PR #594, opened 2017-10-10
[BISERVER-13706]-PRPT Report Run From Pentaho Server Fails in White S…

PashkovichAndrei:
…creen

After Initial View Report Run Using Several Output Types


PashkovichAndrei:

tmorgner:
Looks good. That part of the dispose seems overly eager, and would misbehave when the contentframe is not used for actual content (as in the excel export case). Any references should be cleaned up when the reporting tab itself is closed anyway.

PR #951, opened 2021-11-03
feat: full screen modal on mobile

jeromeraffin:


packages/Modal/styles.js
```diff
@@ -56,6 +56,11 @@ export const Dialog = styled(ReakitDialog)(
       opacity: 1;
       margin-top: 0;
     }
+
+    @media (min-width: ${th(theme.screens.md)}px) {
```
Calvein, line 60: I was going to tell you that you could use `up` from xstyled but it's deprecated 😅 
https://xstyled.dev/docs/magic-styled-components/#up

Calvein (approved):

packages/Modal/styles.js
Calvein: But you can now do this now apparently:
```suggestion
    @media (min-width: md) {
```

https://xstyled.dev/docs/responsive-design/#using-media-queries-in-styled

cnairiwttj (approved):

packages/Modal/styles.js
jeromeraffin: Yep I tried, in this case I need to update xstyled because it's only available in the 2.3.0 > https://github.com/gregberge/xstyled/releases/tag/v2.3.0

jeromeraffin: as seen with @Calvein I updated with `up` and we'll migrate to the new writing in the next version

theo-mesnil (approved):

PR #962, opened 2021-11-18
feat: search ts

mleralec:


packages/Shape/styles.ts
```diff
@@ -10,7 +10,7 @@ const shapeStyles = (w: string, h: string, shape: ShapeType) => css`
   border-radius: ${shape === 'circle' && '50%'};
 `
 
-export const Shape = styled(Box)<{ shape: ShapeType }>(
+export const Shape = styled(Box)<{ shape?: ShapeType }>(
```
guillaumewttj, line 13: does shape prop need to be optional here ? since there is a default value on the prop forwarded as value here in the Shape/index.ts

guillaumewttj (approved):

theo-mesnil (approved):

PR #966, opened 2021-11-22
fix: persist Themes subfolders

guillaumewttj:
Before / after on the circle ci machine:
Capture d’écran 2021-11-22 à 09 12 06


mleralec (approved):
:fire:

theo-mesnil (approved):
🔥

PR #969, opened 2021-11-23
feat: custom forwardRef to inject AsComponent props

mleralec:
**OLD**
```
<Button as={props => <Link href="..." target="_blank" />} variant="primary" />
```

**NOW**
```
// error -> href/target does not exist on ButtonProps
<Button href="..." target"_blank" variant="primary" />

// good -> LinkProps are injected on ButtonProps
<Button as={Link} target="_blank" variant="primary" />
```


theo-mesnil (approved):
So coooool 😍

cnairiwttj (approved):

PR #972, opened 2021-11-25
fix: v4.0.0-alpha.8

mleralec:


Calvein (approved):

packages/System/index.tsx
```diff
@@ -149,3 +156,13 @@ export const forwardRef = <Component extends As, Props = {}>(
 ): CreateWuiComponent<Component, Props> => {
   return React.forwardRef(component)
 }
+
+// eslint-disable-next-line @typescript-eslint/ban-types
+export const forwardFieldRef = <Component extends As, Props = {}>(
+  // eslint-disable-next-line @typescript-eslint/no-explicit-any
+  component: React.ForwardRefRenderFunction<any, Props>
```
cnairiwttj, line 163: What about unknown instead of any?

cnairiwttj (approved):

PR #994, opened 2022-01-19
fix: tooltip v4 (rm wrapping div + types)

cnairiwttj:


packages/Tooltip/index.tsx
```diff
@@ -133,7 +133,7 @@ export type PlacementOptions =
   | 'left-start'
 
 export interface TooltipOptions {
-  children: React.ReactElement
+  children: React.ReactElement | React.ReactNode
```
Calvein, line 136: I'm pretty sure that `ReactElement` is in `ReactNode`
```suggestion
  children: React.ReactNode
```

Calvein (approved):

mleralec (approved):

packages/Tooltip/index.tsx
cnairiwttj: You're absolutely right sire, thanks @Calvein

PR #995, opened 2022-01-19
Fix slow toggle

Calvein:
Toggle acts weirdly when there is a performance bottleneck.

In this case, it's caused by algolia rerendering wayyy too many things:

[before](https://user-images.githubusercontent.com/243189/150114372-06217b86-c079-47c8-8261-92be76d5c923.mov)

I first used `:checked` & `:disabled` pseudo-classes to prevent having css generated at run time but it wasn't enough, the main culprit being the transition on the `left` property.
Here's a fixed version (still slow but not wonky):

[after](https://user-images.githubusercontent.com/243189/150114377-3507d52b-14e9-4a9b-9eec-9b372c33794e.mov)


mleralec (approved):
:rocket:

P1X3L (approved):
━━━
### To do
For each line of the entries that holds the word "primary", pull that line out.

### Answer box
<Button as={props => <Link href="..." target="_blank" />} variant="primary" />
<Button href="..." target"_blank" variant="primary" />
<Button as={Link} target="_blank" variant="primary" />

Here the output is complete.